At the top of the farm tab, expand the Options field and put in the following inputs:
| Input | Value |
|---|---|
| Farm setup file | Tutorial3_WindFarmSetup.yaml |
| User comments | Tutorial3 wind farm setup parameters. |
Note that the user comments field is arbitrary. The input fields should look like:
Then press the [Save YAML] button under Actions.

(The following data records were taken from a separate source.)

PR #17, opened 2019-09-12
AuthService Config Endpoint

michaelkleinhenz:
This adds the `/authconfig` endpoint to provide the configuration for the UI auth client.


example-config.yml
```diff
@@ -7,3 +7,9 @@ http.compress: false
 http.idle_timeout: "15s"
 http.write_timeout: "15s"
 http.read_timeout: "15s"
+auth_client.config.realm: "myRealm"
```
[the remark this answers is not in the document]
michaelkleinhenz: At least the realm is included in the generated config from the latest Keycloak as the OICD JSON. What we could do here is to put the complete config into an embedded JSON field in the configuration and just provide that JSON. Would remove the non-generic fields from the fixed code. Thoughts?

pkg/authconfig/authconfig_handler.go
```diff
@@ -0,0 +1,48 @@
...
+// New returns a new Service instance.
+func New(logger *log.Logger, config *configuration.Registry) *Service {
+	return &Service{
+		logger: logger,
+		config: config,
+	}
+}
+
+func (srv *Service) getAuthClientConfig() map[string]interface{} {
+	m := make(map[string]interface{})
```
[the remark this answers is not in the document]
michaelkleinhenz: I'll wait fixing this until https://github.com/codeready-toolchain/registration-service/pull/17#pullrequestreview-287551927 is decided.

example-config.yml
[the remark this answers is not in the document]
michaelkleinhenz: Bonus question. It looks like the publi key can be retrieved from `http://keycloak.server/auth/realms/<realm>`. The resulting structure looks to me like Keycloak specific. How should we deal with that?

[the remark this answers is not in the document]
michaelkleinhenz: Here's what my local Keycloak returns:
```
{"realm":"demoRealm","public_key":"MIIBIjANBgkqhkiG9w0BAQEFAAOCAQ8AMIIBCgKCAQEAi04yxaQb7e1+tfcDoXe8K2DZ+rJ2yVVjBoT9Tw0jOout5w84x2/r5t/4aCBQjo9IO7UVWTtvE0cOk1WtykXvso7iYh9ry9jsZtrJNS0QXykcOJZJLVxyh1uatrbpM5heKYNz5fs5hp+3Qh5XkyCkLigIkOoLMXO1tLkNvjiEdR1zslqEOXaqWsp6HlUcu1JOuEv1LsxFuCnKc9ZvZDm0mQQJiOAl1QRvSU3pgX3IjuoefY6+6NQAYm1MQjOzWSnNkQTTEIWgIRu8QVgxko50pR3fTC7LWj6AQCv5GkW1r5zIv9OSzjoiN8A/UHASWh0Z6oy0eLeY775EhVfrg/KjYwIDAQAB","token-service":"http://localhost:8080/auth/realms/demoRealm/protocol/openid-connect","account-service":"http://localhost:8080/auth/realms/demoRealm/account","tokens-not-before":0}
```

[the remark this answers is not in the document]
michaelkleinhenz: There is also `http://localhost:8080/auth/realms/<realm>/protocol/openid-connect/certs` to retrieve the keys. This one looks generic. What is the recommended way of retrieving those?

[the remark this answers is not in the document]
alexeykazakov: We should be using `http://keycloak.server/auth/realms/<realm>/protocol/openid-connect/certs` one. It's a standard JWK thing. And this endpoint (among the others) is actually defined in the standard OIDC config endpoint - `<keycloakURL>/auth/realms/{realm}/.well-known/openid-configuration`

`http://keycloak.server/auth/realms/<realm>` is undocumented, KC specific and should not be used (as we were told by the KC guys).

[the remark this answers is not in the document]
michaelkleinhenz: That also does not look like what we need. The `fabric8-commons` code retrieves the keys from an endpoint that returns an array of elements of this format:
```
type JSONWebKey struct {
	Key          interface{}
	Certificates []*x509.Certificate
	KeyID        string
	Algorithm    string
	Use          string
}
```
The above endpoint returns a different format.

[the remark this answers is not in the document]
michaelkleinhenz: Yeah, it's already using the JWK url. The actual retrieval and parsing is in #21.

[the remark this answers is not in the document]
michaelkleinhenz: Fixed d7ee97e. As agreed last week, replaced the discrete config values with a json-based approach. The code also checks if the config json is valid json before sending it out.

pkg/authconfig/authconfig_handler.go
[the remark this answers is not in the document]
michaelkleinhenz: This does not apply anymore as we don't have the discrete config anymore. See d7ee97e.

pkg/authconfig/authconfig_handler.go
```diff
@@ -0,0 +1,48 @@
...
+}
+
+// AuthconfigHandler returns signup info.
+func (srv *Service) AuthconfigHandler(ctx *gin.Context) {
+	ctx.Writer.Header().Set("Content-Type", "application/json")
+	ctx.Writer.WriteHeader(http.StatusOK)
+	authClientConfig := srv.getAuthClientConfig()
+	err := json.NewEncoder(ctx.Writer).Encode(authClientConfig)
+	if err != nil {
+		http.Error(ctx.Writer, err.Error(), http.StatusInternalServerError)
```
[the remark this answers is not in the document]
michaelkleinhenz: Fixed cb0210e.

michaelkleinhenz:
@xcoulon we're treating the auth client config as a blackbox, just giving it out to the UI. The goal is that the backend is independent from the UI-used client for the auth service. We store the config as an embedded JSON and just sending it out. See `example-config.yaml`. This was the result of a conversation we had late last week.

pkg/authconfig/authconfig_handler.go
```diff
@@ -0,0 +1,53 @@
...
+	}
+	return true
+}
+
+// AuthconfigHandler returns signup info.
+func (srv *Service) AuthconfigHandler(ctx *gin.Context) {
+	ctx.Writer.Header().Set("Content-Type", "application/json")
+	ctx.Writer.WriteHeader(http.StatusOK)
+	configStr := srv.config.GetAuthClientConfigAuthJSON()
+ 	if !srv.isJSON(configStr) {
```
alexeykazakov: Do we really care if it's JSON or not? We are returning here the raw config which is used only by front-end and which we just host in the backend as is, right? So, shouldn't we just return this raw string in the body here?
If we want to do some kind of validation of the config value then this should be done in the configuration package when we are loading the configuration. But not in the `/authconfig` handler every time this endpoint is called.

There should be some JIRA for improving our configuration loading. We need to add config validation when initializing our configuration and fail our health check if there is something wrong with the configuration, so we don't start a service in prod with invalid configuration. If we don't have such JIRA we should create it.

pkg/authconfig/authconfig_handler_test.go
```diff
@@ -0,0 +1,124 @@
...
+	// pass 'nil' as the third parameter.
+	req, err := http.NewRequest(http.MethodGet, "/api/v1/authconfig", nil)
+	require.NoError(t, err)
+
+	// Create logger and registry.
+	logger := log.New(os.Stderr, "", 0)
+	configRegistry := configuration.CreateEmptyRegistry()
+
+	// Set the config for testing mode, the handler may use this.
+	configRegistry.GetViperInstance().Set("testingmode", true)
```
alexeykazakov: I think it would be useful if we set the testingmode globally for our tests instead of setting it explicitly in every test which requires that mode.

There are multiple ways to achieve that. We could create a test suite (see https://godoc.org/github.com/stretchr/testify/suite) which we can re-use in all relevant tests and which will do some initialization for every test in the suite.

For example in `test` package:
```
type UnitTestSuite struct {
    suite.Suite
    Config *configuration.Registry
}

func (s *UnitTestSuite) SetupSuite() {
    s.Config = ... // create a config and set it up
}

func (s *UnitTestSuite) TearDownSuite() {
	s.Config = nil // Summon the GC!
}
```

Then we can use suite our tests:

```
type TestAuthClientConfigSuite struct {
	test.UnitTestSuite
}

func TestRunAuthClientConfigSuite(t *testing.T) {
	suite.Run(t, &TestAuthClientConfigSuite{&test.UnitTestSuite{}})
}

func (s *TestAuthClientConfigSuite) TestHandler() {
	// You can test the handler here. The configuration is available in s.Config
}
```

pkg/authconfig/authconfig_handler.go
michaelkleinhenz: I need to check, but I intentionally put the validation into the handler as I'd expect config changes be recognized on change, not on restart. But on the other hand, it's a good point that the config should not have any req's attached. I'll remove that check,

michaelkleinhenz: Created a story for the config check: https://jira.coreos.com/browse/CRT-255

michaelkleinhenz: Fixed 9259857. Also renamed the config key from ..json to ..raw.

pkg/authconfig/authconfig_handler_test.go
michaelkleinhenz: Makes sense, let's do this in a seperate PR. I created one with the base TestSuite and the AuthClientTest as an example. We can update all existing tests in that PR: https://github.com/codeready-toolchain/registration-service/pull/24

michaelkleinhenz:
@xcoulon the config is treated as a blackbox, it's format and content is solely depending on the UI, so we don't care about the actual content.

pkg/authconfig/authconfig_handler.go
michaelkleinhenz: Also added a `content-type` config value in bc604a2.

alexeykazakov: > I need to check, but I intentionally put the validation into the handler as I'd expect config changes be recognized on change, not on restart.

Unfortunately we can't do that.
We will use env vars with mapping to a ConfigMap in production to pass the configuration to viper/configuration. So, a pod/service restart is required to pick something new from a ConfigMap -> env var -> viper.
Also I remember viper had some race condition issues if we try to modify the underlying map of already-in-use viper instance. But even if it's not thread safe we still can't use it because of how ConfgiMap - env var mapping works in kube/openshift.

pkg/authconfig/authconfig_handler.go
```diff
@@ -0,0 +1,36 @@
...
+}
+
+// AuthconfigHandler returns signup info.
+func (srv *Service) AuthconfigHandler(ctx *gin.Context) {
+	ctx.Writer.Header().Set("Content-Type", srv.config.GetAuthClientConfigAuthContentType())
+	ctx.Writer.WriteHeader(http.StatusOK)
+	_, err := ctx.Writer.WriteString(srv.config.GetAuthClientConfigAuthRaw())
+	if err != nil {
+		srv.logger.Println("error writing response body", err.Error())
+		http.Error(ctx.Writer, err.Error(), http.StatusInternalServerError)
```
alexeykazakov: As I mentioned before I think we should return payloads in JSON format instead of raw strings (with some exceptions like authconfig payload). Including error responses. So, we will need to introduce `Error` struct which we will marshal to JSON and return in the body. Something like:
```
type Error struct {
    Status string
    Code string
    Title string
    Details string
    ...
}
```
And then construct it when needed: `NewError(http.StatusInternalServerError, "oopsie woopsie... some human readable title", err)`

But let's do it in a separate PR (would need a JIRA for that :) )

pkg/authconfig/authconfig_handler_test.go
```diff
@@ -0,0 +1,110 @@
...
+		require.Equal(t, configRegistry.GetAuthClientConfigAuthContentType(), rr.Header().Get("Content-Type"))
+
+		// Check the response body is what we expect.
+		// get config values from endpoint response
+		var data map[string]interface{}
+		err = json.Unmarshal(rr.Body.Bytes(), &data)
+		require.NoError(t, err)
+
+		// get the configured values
+		var config map[string]interface{}
```
alexeykazakov: Ideally the configuration value tests should be in configuration tests. Not in the handler tests (because handlers doesn't care. It's just a raw string for the handler) and you already tested the strings in https://github.com/codeready-toolchain/registration-service/pull/17/files#diff-557f6e3c317a9e7443fff482bdcf1fc1R49

But I'm OK to keep it here :)

test/unittestsuite.go
```diff
@@ -0,0 +1,34 @@
+package testutils
```
alexeykazakov: I thought you said you want this Suite in a separate PR? :)

pkg/controller/authconfig.go
```diff
@@ -0,0 +1,36 @@
...
+)
+
+// AuthConfig implements the auth config endpoint, which is invoked to 
+// retrieve the auth config for the ui.
+type AuthConfig struct {
+	config *configuration.Registry
+	logger *log.Logger
+}
+
+// NewAuthConfig returns a new Service instance.
```
alexeykazakov:
```suggestion
// NewAuthConfig returns a new AuthConfig instance.
```

pkg/controller/authconfig.go
```diff
@@ -0,0 +1,36 @@
...
+func NewAuthConfig(logger *log.Logger, config *configuration.Registry) *AuthConfig {
+	return &AuthConfig{
+		logger: logger,
+		config: config,
+	}
+}
+
+// AuthconfigHandler returns signup info.
```
alexeykazakov:
```suggestion
// GetHandler returns raw auth config content for UI.
```

pkg/controller/authconfig.go
tinakurian: Fixed here: 15c63cd12305a66b053f4c1ddd92bbe52f72427f

pkg/controller/authconfig.go
tinakurian: good catch @alexeykazakov fixed here: 15c63cd12305a66b053f4c1ddd92bbe52f72427f

pkg/authconfig/authconfig_handler.go
tinakurian: created a jira for this here: https://jira.coreos.com/browse/CRT-256 :-)

test/unittestsuite.go
michaelkleinhenz: Yes. And there is already one. Could be that there is some mixup here. Will check.

pkg/authconfig/authconfig_handler.go
xcoulon: @alexeykazakov @michaelkleinhenz Actually, it should work now: Viper can now detect changes in Config Maps and update the config accordingly. I fixed it in https://github.com/spf13/viper/pull/415. It's worth the try to verify, though ;)

test/unittestsuite.go
michaelkleinhenz: Ok, somehow that testsuite file ended up in this PR, all other changes for the suites are where they should be. Removed it in 97c2f18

You should
see the file Tutorial3_WindFarmSetup.yaml created, which
will look similar to this:
[Tutorial3_WindFarmSetup.yaml]
# ----- BEGIN Farm setup input file ----
# User comments
farm_usercomments: Tutorial3 wind farm setup parameters.
# Turbine layout
turbines_csvtextbox: |-
# CSV file should have columns with
# name, x, y, type, yaw, hubheight, options
T0, 480, 280, UnifCtTest, , ,
T1, 480, 680, UnifCtTest, , ,
turbines_csvfile: '' # CSV input file
turbines_deleteprev: true # Remove all existing turbines before adding these
turbines_coordsys: xy
turbines_autocalccenter: true # Automatically set farm center to be average of all turbine locations
turbines_farmcenter:
- 480.0
- 480.0
turbines_domainsize: # Size of the computational domain in meters
- 960.0
- 960.0
- 960.0
turbines_backgroundmeshsize: 10.0 # Size of the background mesh in meters (optional)
# Refine inputs
refine_csvtextbox: |-
# CSV file should have columns with
# level, upstream, downstream, lateral, below, above, options
level, upstream, downstream, lateral, below, above, options
0, 1, 1, 1, 0.75, 1,
1, 0.5, 0.5, 0.5, 0.75, 1,
refine_csvfile: '' # CSV input file
refine_deleteprev: true # Remove all existing refinement zones before adding these
# Sampling inputs
sampling_csvtextbox: |-
# CSV file should have columns withturbinescsv=
# name, type, upstream, downstream, lateral, below, above, n1, n2, options
name, type, upstream, downstream, lateral, below, above, n1, n2, options
cl1, centerline, 1, 0, none, none, none, 11, 11, none
rp1, rotorplane, 2, 0, none, none, none, 11, 11, none
sw1, streamwise, 2, 1, 1, 0.5, 0.5, 11, 11, usedx:0.25 noffsets:1
hh, hubheight,400,400,400, 0, none, 11, 11, usedx:10 units:meter center:farm orientation:x
sampling_csvfile: '' # CSV input file
sampling_deleteprev: true # Remove all existing sampling probes before adding these
#
sweep_windspeeds: 10 20 ## List of wind speeds to sweep [m/s]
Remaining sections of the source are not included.